UK local restriction on development rights

An Article 4 direction is made by a local planning authority in the United Kingdom and exceptionally may be subject to intervention by the government. It serves to restrict permitted development rights, which means that a lot of the things people do to their land or houses without planning permission and often take for granted, are brought into the realms of planning consent. It does not in itself prohibit any action but means that a landowner is required to seek planning consent whereas without the direction this would not be necessary.

An Article 4 direction is not a conservation designation as such. It is a statement made under the Town and Country Planning Acts, specifically the Town and Country Planning (General Permitted Development) Order 1995. The direction removes all or some of the permitted development rights on a site.

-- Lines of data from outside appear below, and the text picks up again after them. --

Issue #631, opened 2022-10-10
Language detection method in REST API & CLI


osma:
Currently language detection is only used for the [language filtering transformation](https://github.com/NatLibFi/Annif/wiki/Transforms#filter_lang-transform), but there have been some requests about providing this functionality also for users of the REST API, e.g. for the selection of an appropriate model.

We could have a method in the REST API for language detection, something like

    POST /detect-language

with the parameters `text` (input text whose language to detect) and `candidates` (list/array of language codes to consider, e.g. `["fi", "sv", "en"]`). Not sure about whether it's better to use form data or a JSON object to wrap the parameters. The return format would be a JSON object containing an array of results, something like this:

```json
{
  "results": [
    {"language": "fi", "score": 0.85},
    {"language": "sv", "score": 0.3},
    {"language": "en", "score": 0.3},
    {"language": null, "score": 0.1}
  ]
}
```

Here, the scores are arbitrary values between 0.0 and 1.0, and the language `null` stands for unknown language. The scores wouldn't necessarily add up to 1.

There could also be a similar CLI command for symmetry.

PR #659, opened 2022-12-29
Add language detection to REST API

UnniKohonen:
This PR adds the ability to detect the language of a text to the REST API. The language detection uses the simplemma python library.

A POST method is added to the end-point `/detect-language`. It expects the request body to include a json object with the text whose language is to be detected and a list of candidate languages as their [IETF BCP 47](https://en.wikipedia.org/wiki/IETF_language_tag) ~[ISO 639-1 codes](https://en.wikipedia.org/wiki/List_of_ISO_639-1_codes)~. For example:
```json
{
  "languages": ["en", "fi"],
  "text": "A quick brown fox jumped over the lazy dog."
}
```

The response is a json object with the format:
```json
{
  "results": [
    {"language": "en", "score": 0.85},
    {"language": "fi", "score": 0.1},
    {"language": null, "score": 0.1} 
  ]
}
```
where the scores range from 0 to 1 and a `null` value is used for an unknown language.

Implements REST API part of #631.

---

@juhoinkinen: I edited this for the latest changes (parameter name change candidates -> languages).

### DIFF
--- a/annif/openapi/annif.yaml
+++ b/annif/openapi/annif.yaml
@@ -190,7 +190,7 @@ paths:
       operationId: annif.rest.detect_language
       requestBody:
         content:
-          application/x-www-form-urlencoded:
+          application/json:
             schema:
               type: object
               required:
@@ -200,6 +200,7 @@ paths:
                 text:
                   type: string
                   description: input text
+                  example: A quick brown fox jumped over the lazy dog.
                 candidates:
                   type: array
                   description: candidate languages as ISO 639-1 codes
@@ -207,6 +208,7 @@ paths:
                     type: string
                     maxLength: 2
                     minLength: 2
+                    example: en
         required: true
       responses:
         200:
--- a/annif/openapi/annif.yaml
+++ b/annif/openapi/annif.yaml
@@ -182,6 +182,39 @@ paths:
         "503":
           $ref: '#/components/responses/ServiceUnavailable'
       x-codegen-request-body-name: documents
+  /detect_language:
+    post:
+      tags:
+      - Languages detection
+      summary: detect the language of a text given a list of candidate languages
+      operationId: annif.rest.detect_language
+      requestBody:
+        content:
+          application/x-www-form-urlencoded:
+            schema:
+              type: object
+              required:
+              - text
+              - candidates
+              properties:
+                text:
+                  type: string
+                  description: input text
+                candidates:
+                  type: array
+                  description: candidate languages as ISO 639-1 codes
+                  items:
+                    type: string
+                    maxLength: 2
+                    minLength: 2
+        required: true
+      responses:
+        200:
+          description: successful operation
+          content:
+            application/json:
+              schema:
+                $ref: '#/components/schemas/DetectedLanguages'
 components:
   schemas:
     ApiInfo:
@@ -316,6 +349,21 @@ components:
                 type: string
                 example: Vulpes vulpes
       description: A document with attached, known good subjects
+    DetectedLanguages:
+      type: object
+      properties:
+        results:
+          type: array
+          items:
+            type: object
+            properties:
+              language:
+                type: string
+                example: en
+              score:
+                type: number
+                example: 0.85
+      description: Candidate languages with their associated scores
     Problem:
       type: object
       properties:
--- a/annif/openapi/annif.yaml
+++ b/annif/openapi/annif.yaml
@@ -185,7 +185,7 @@ paths:
   /detect-language:
     post:
       tags:
-      - Languages detection
+      - Language detection
       summary: detect the language of a text given a list of candidate languages
       operationId: annif.rest.detect_language
       requestBody:
@@ -203,10 +203,10 @@ paths:
                   example: A quick brown fox jumped over the lazy dog.
                 candidates:
                   type: array
-                  description: candidate languages as ISO 639-1 codes
+                  description: candidate languages as IETF BCP 47 codes
                   items:
                     type: string
-                    maxLength: 2
+                    maxLength: 3
                     minLength: 2
                     example: en
         required: true
--- a/annif/openapi/annif.yaml
+++ b/annif/openapi/annif.yaml
@@ -217,6 +217,12 @@ paths:
             application/json:
               schema:
                 $ref: '#/components/schemas/DetectedLanguages'
+        400:
+          description: Bad Request
+          content:
+            application/problem+json:
+              schema:
+                $ref: '#/components/schemas/Problem'
 components:
   schemas:
     ApiInfo:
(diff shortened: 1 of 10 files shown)


juhoinkinen:
I see this is only a draft at the moment, but I took a glance and I think it would be better that the end-point name had hyphen instead of underscore (`/detect_language` - > `/detect-language`), [it seems to be the preferred convention](https://specs.openstack.org/openstack/api-wg/guidelines/naming.html#rest-api-resource-names).

annif/openapi/annif.yaml
```diff
@@ -134,6 +134,41 @@ paths:
               schema:
                 $ref: '#/components/schemas/Problem'
       x-codegen-request-body-name: documents
+  /detect-language:
+    post:
+      tags:
+      - Languages detection
```
osma, line 140: I think this should be "Language detection"

annif/openapi/annif.yaml
```diff
@@ -134,6 +134,41 @@ paths:
...
+              - text
+              - candidates
+              properties:
+                text:
+                  type: string
+                  description: input text
+                  example: A quick brown fox jumped over the lazy dog.
+                candidates:
+                  type: array
+                  description: candidate languages as ISO 639-1 codes
```
osma, line 158: Please change "ISO 639-1 codes" to "IETF BCP 47 codes", because not all supported languages are necessarily in ISO 639-1. (I noticed the same problem in Simplemma README and opened an [issue](https://github.com/adbar/simplemma/issues/30) there)

annif/openapi/annif.yaml
```diff
@@ -134,6 +134,41 @@ paths:
...
+                  items:
+                    type: string
+                    maxLength: 2
```
osma, line 161: Should be 3, as some valid BCP 47 language tags (e.g. `enm`, `hbs`) may have 3 characters

annif/rest.py
```diff
@@ -50,6 +51,18 @@ def show_project(project_id):
     return project.dump()
 
 
+def detect_language(body):
+    """return scores for detected languages formatted according to Swagger spec"""
+
+    scores = lang_detector(body.get("text"), tuple(body.get("candidates")))
+    return {
+        "results": [
+            {"language": s[0] if s[0] != "unk" else None, "score": s[1]}
```
osma, line 60: How about this instead:

```python
            {"language": lang if lang != "unk" else None, "score": score} for lang, score in scores
```

I think it would be easier to understand than the numeric indexing.

osma (changes requested):
Looks like a good start. I gave some comments on individual code lines. In addition to those:

- black formatting should be applied (see [details](https://github.com/NatLibFi/Annif/actions/runs/3822094392/jobs/6501892811))
- there should be a unit test in tests/test_rest.py which exercises the detect_language method

osma:
Thanks for adding tests. A few more things:

1. There should be tests for special cases, e.g. empty input, no candidate languages, unknown or malformed candidate languages...
2. What if there are 20 candidate languages? How much memory will it take to handle the query? Will the memory be released afterwards? (I think not, Simplemma keeps models in memory AFAIK)

osma:
> Right now, when making a request with no candidates or unknown candidates, the endpoint returns an empty list

The good news is that it's not crashing! :grin: 

My opinions on these cases:

1. With no candidates given, I think it would be good to return a 400 Bad Request status code, with a descriptive error message.

2. With unknown candidates (language codes that are unrecognized/unsupported by simplemma), I think a 400 Bad Request with a descriptive error message would also be appropriate.

There should be unit tests to check that these are indeed the results.

> and when making a request with no text, it returns { "language": null, "score": 1 }. Does this make sense? Or should it always return the unknown language with score 1 when the input is incorrect?

I think this is OK, but there should also be a unit test for this special case.

> I also tested making a request with all 48 possible language candidates. I had about 4 GB of free memory which was used amost completely after making the request. The memory isn't released automatically afterwards but it is freed if the endpoint is accessed again (simplemma is run again) or annif is restarted. Making other requests also slows down a lot after runnig simplemma with all candidates.

Great, thanks for testing! This is mostly what I suspected, although it's a surprise that accessing the endpoint again will free the memory. (Maybe this has to do with Flask running in development mode?)

This has some potential for DoS situations (intended or not), but I guess it's hard for us to avoid that given how Simplemma works. We could, however, limit the number of candidate languages per request to, say, at most 5. What do others think? @juhoinkinen ?

We could also try to work with the Simplemma maintainer if we want to change the way Simplemma allocates and releases models. For example, it could be possible to ask Simplemma to release the memory immediately or after a set period like 60 seconds after use.

juhoinkinen:
> > I also tested making a request with all 48 possible language candidates. I had about 4 GB of free memory which was used amost completely after making the request. The memory isn't released automatically afterwards but it is freed if the endpoint is accessed again (simplemma is run again) or annif is restarted. Making other requests also slows down a lot after runnig simplemma with all candidates.
> 
> Great, thanks for testing! This is mostly what I suspected, although it's a surprise that accessing the endpoint again will free the memory. (Maybe this has to do with Flask running in development mode?)
> 
> This has some potential for DoS situations (intended or not), but I guess it's hard for us to avoid that given how Simplemma works. We could, however, limit the number of candidate languages per request to, say, at most 5. What do others think? @juhoinkinen ?

Limiting the number of candidate languages seems reasonable. If there is no simple way to make the limit configurable, 5 could be a good number for that.

> We could also try to work with the Simplemma maintainer if we want to change the way Simplemma allocates and releases models. For example, it could be possible to ask Simplemma to release the memory immediately or after a set period like 60 seconds after use.

I noticed there is an [issue in Simplemma repository](https://github.com/adbar/simplemma/issues/33) about allocating and deallocating memory, which was opened just yesterday.

juhoinkinen:
Just started to think, if some some testing could be performed also in [tests/test_swagger.py](https://github.com/NatLibFi/Annif/blob/master/tests/test_swagger.py). I don't remember just what more functionality does the tests in `test_swagger.py`  cover than those in `test_rest.py` (if any).

juhoinkinen:
> Just started to think, if some some testing could be performed also in [tests/test_swagger.py](https://github.com/NatLibFi/Annif/blob/master/tests/test_swagger.py). I don't remember just what more functionality does the tests in `test_swagger.py` cover than those in `test_rest.py` (if any).

Background to the question of `test_swagger.py` vs `test_rest.py`: https://github.com/NatLibFi/Annif/pull/551#issuecomment-1011063687

osma:
Rebased on PR #724, adapted to use annif.simplemma_util and Connexion 3 support, force-pushed.

juhoinkinen (approved):
I tested this with some quick ways, works nicely!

For example, it could stop a landowner from holding car boot sales on their land for 14 days per year—a right which they would otherwise have—or could restrict a householder from converting a property into multiple flats.

There are certain permitted development rights that cannot be withdrawn by an Article 4 direction. These exemptions are to ensure permitted development rights related to national concerns, safety, or maintenance work for existing facilities cannot be withdrawn.

Article 4 directions were in the past a rarely used instrument which was not particularly effective, and was difficult to apply as it always required the approval of the Secretary of State. The 1995 Town and Country Planning (General Permitted Development) Order made significant improvements to the process, and since that time the use of Article 4 directions has increased.

==Types of Article 4 direction==
Since 1995 there have been three types of direction:
- directions under article 4(2) affecting conservation areas. The aim of an Article 4(2) Direction is to encourage the retention of high-quality architectural features and to preserve and enhance the character and appearance of the built heritage. The designation of a Conservation Area only goes some way towards protecting the integrity of buildings and their character. Under the Town and Country Planning Act (General Permitted Development) Order 1995, permitted development rights enable property owners within a conservation area to undertake small-scale extensions and/or alterations without the need for planning permission. Where these rights are unchecked, they can erode the special interest of the conservation area.
- directions under article 4(1) affecting only listed buildings; and
- directions under article 4(1) affecting other land.

==Powers to make a direction==
A direction under either article 4(1) or 4(2) of the 1995 order may be made by the district or county planning authority in relation to a conservation area, but only by the district/borough council in other cases. The Secretary of State may also make a direction.